A domain-specific Byte Pair Encoding tokenizer for medical and general NLP corpora

These details have not been verified by PyPI

Project description

Domain-Specific-BPE-Tokenizer

A from-scratch implementation of a scalable domain-specific Byte Pair Encoding (BPE) tokenizer for medical and general NLP corpora.
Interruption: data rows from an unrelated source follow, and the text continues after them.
PR #7610, opened 2018-04-27
Inline hard-deprecated functions

eksperimental:
These functions were inlined in the past. I think they should still
be inlined until removed in v2.0

I see they were removed in an unrelated commit 9c0d6a66d5fc05868fa0e7cdbe180c0a478b0547

before:

    iex(1)> &Atom.to_charlist/1
    &:erlang.atom_to_list/1
    iex(2)> &Atom.to_char_list/1
    warning: Atom.to_char_list/1 is deprecated, use Atom.to_charlist/1
      iex:2

    &Atom.to_char_list/1

now:

    iex(1)> &Atom.to_charlist/1
    &:erlang.atom_to_list/1
    iex(2)> &Atom.to_char_list/1
    warning: Atom.to_char_list/1 is deprecated, use Atom.to_charlist/1
      iex:2

    &:erlang.atom_to_list/1

### DIFF
--- a/lib/elixir/lib/atom.ex
+++ b/lib/elixir/lib/atom.ex
@@ -39,6 +39,7 @@ defmodule Atom do
 
   # TODO: Remove by 2.0
   # (hard-deprecated in elixir_dispatch)
+  # Inlined by the compiler
   @doc false
   @spec to_char_list(atom) :: charlist
   def to_char_list(atom), do: Atom.to_charlist(atom)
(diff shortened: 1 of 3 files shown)


josevalim:
Inlining is an optimization and it is not really necessary for deprecated code. We document it to avoid confusion and that's it. We should have no breaking change when inlining or not, so I don't see a reason to inline deprecated APIs. Thank you!

eksperimental:
That's true, but my point is that users count on a function being inlined and optimized, and later because Elixir changed its mind on some naming convention or something, the same code won't be optimized if they upgrade Elixir, and I don't think it's up to the to update their code. but that's my main arguing point.
anyway we are talking about literally three lines of code.

PR #7613, opened 2018-04-27
Remove unnecessary module call in Kernel.to_char_list/1

eksperimental:


michalmuskala:
Wouldn't it cause problems if the `Kernel.to_charlist` is not imported in the using module?

eksperimental:
@michalmuskala Is this what you mean?

```elixir
defmodule Foo do
  import Kernel, except: [to_charlist: 1]
  def bar, do: {to_char_list(:good), Kernel.to_char_list(:good)}
end

Foo.bar
#=> {'good', 'good'}
```

josevalim:
@eksperimental yes. It may only work in this case because Kernel is bootstrapped and compiled when Kernel is already defined but generally speaking modules are unable to apply hygiene on functions defined by themselves, so this should stay. :) Thank you!

PR #7616, opened 2018-04-28
Standardize terminology for SECURITY FIXES

eksperimental:


josevalim:
Good point, I have standarized on patches on master, since i believe that is the most common term outside Elixir. thank you!

eksperimental:
For some reason I think "security fixes" sounds more professional than "security patches" :-P

PR #7618, opened 2018-04-28
Standardize use of Erlang, OTP and Erlang/OTP names

eksperimental:
This touches only messages directed to the end user,
So comments are (mostly) ignored.

This is important, specially for new commers, who may be confused
by the interchangeably use of Erlang and OTP.

The expressions used consistenly across the documentation are:
- Erlang/OTP version
- Erlang/OTP 20+
- Erlang/OTP release,
- Erlang/OTP documentation
- Erlang process
- Erlang project
- Erlang's error logger
- Erlang log message
- OTP application
- OTP behaviour

### DIFF
--- a/lib/mix/lib/mix/tasks/compile.app.ex
+++ b/lib/mix/lib/mix/tasks/compile.app.ex
@@ -17,11 +17,11 @@ defmodule Mix.Tasks.Compile.App do
 
   The most commonly used options are:
 
-    * `:extra_applications` - a list of Erlang/Elixir applications
+    * `:extra_applications` - a list of OTP applications
       your application depends on which are not included in `:deps`
       (usually defined in `deps/0` in your `mix.exs`). For example,
       here you can declare a dependency on applications that ship with
-      Erlang or Elixir, like `:crypto` or `:logger`, but anything in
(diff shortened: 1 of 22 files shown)


lib/mix/lib/mix/tasks/compile.app.ex
```diff
@@ -17,11 +17,11 @@ defmodule Mix.Tasks.Compile.App do
 
   The most commonly used options are:
 
-    * `:extra_applications` - a list of Erlang/Elixir applications
+    * `:extra_applications` - a list of OTP/Elixir applications
```
josevalim: I think we should either say Erlang/Elixir or OTP applications but not "OTP/Elixir" applications.

josevalim:
One comment and we should be good to go! :heart:

lib/mix/lib/mix/tasks/compile.app.ex
eksperimental: Let's go with "OTP applications" because in the next sentence, it mentions "For example, here you can declare a dependency on applications that ship with Erlang/OTP or Elixir"

eksperimental:
pushed

whatyouhide:
Thanks @eksperimental! 💟

PR #7619, opened 2018-04-28
Group and sort alphabetically Deprecations table

eksperimental:
This is a big change. 
Please build the docs and tell me what you think.

It happens that as of now the deprecation table is big enough and It will only get bigger with time.
As of now, the table is sorted in reverse order by deprecation version, but If you want to have a look at what has been deprecated, it's really hard.
See how things are organized now. Still if you want to see what go deprecated in the latest version you have the links to each CHANGELOG

feedback is appreciated


josevalim:
I don't think that's the direction we want to go. I would say the goal of this table is not to find if something is deprecated but rather to find out what has been deprecated since a certain release. To find if something is deprecated, we should start leveraging the `@deprecated "reason"` attribute.

whatyouhide:
Agreed with @josevalim, `@deprecated` should be the way to go. Thanks anyways @eksperimental! 💟

PR #7620, opened 2018-04-28
Add .formatter.exs to the list of inputs to format

fertapric:
I saw this practice in [Plug](https://github.com/elixir-plug/plug/blob/master/.formatter.exs#L25) and I always include it in my `.formatter.exs` files.


whatyouhide:
Good catch, thanks @fertapric! 💟

PR #7621, opened 2018-04-28
Add missing paren in config.exs template

fertapric:


josevalim:

PR #7717, opened 2018-05-28
Allow excluding input patterns in .formatter.exs

cybrox:
With wildcard support, the formatter configuration makes it very
easy to include whole directories full of files for formatting.
However, excluding a single file is not as trivial. While this is
not a regular use-case, there are definitely situations where it
is very useful.

This adds support for negating include patterns in the config
analog to how `.gitignore` works. The paths are resolved the same
way normal include paths are resolved and dropped from the file
list before passing it to the code formatter.

This allows for configurations like the following:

This project implements a complete byte-level BPE tokenizer pipeline without relying on external tokenizer frameworks. It includes scalable corpus collection, corpus cleaning, weighted BPE training, merge-rule optimization, serialization, evaluation tooling, benchmarking against GPT-2/tiktoken, automated testing, and PyPI-ready packaging.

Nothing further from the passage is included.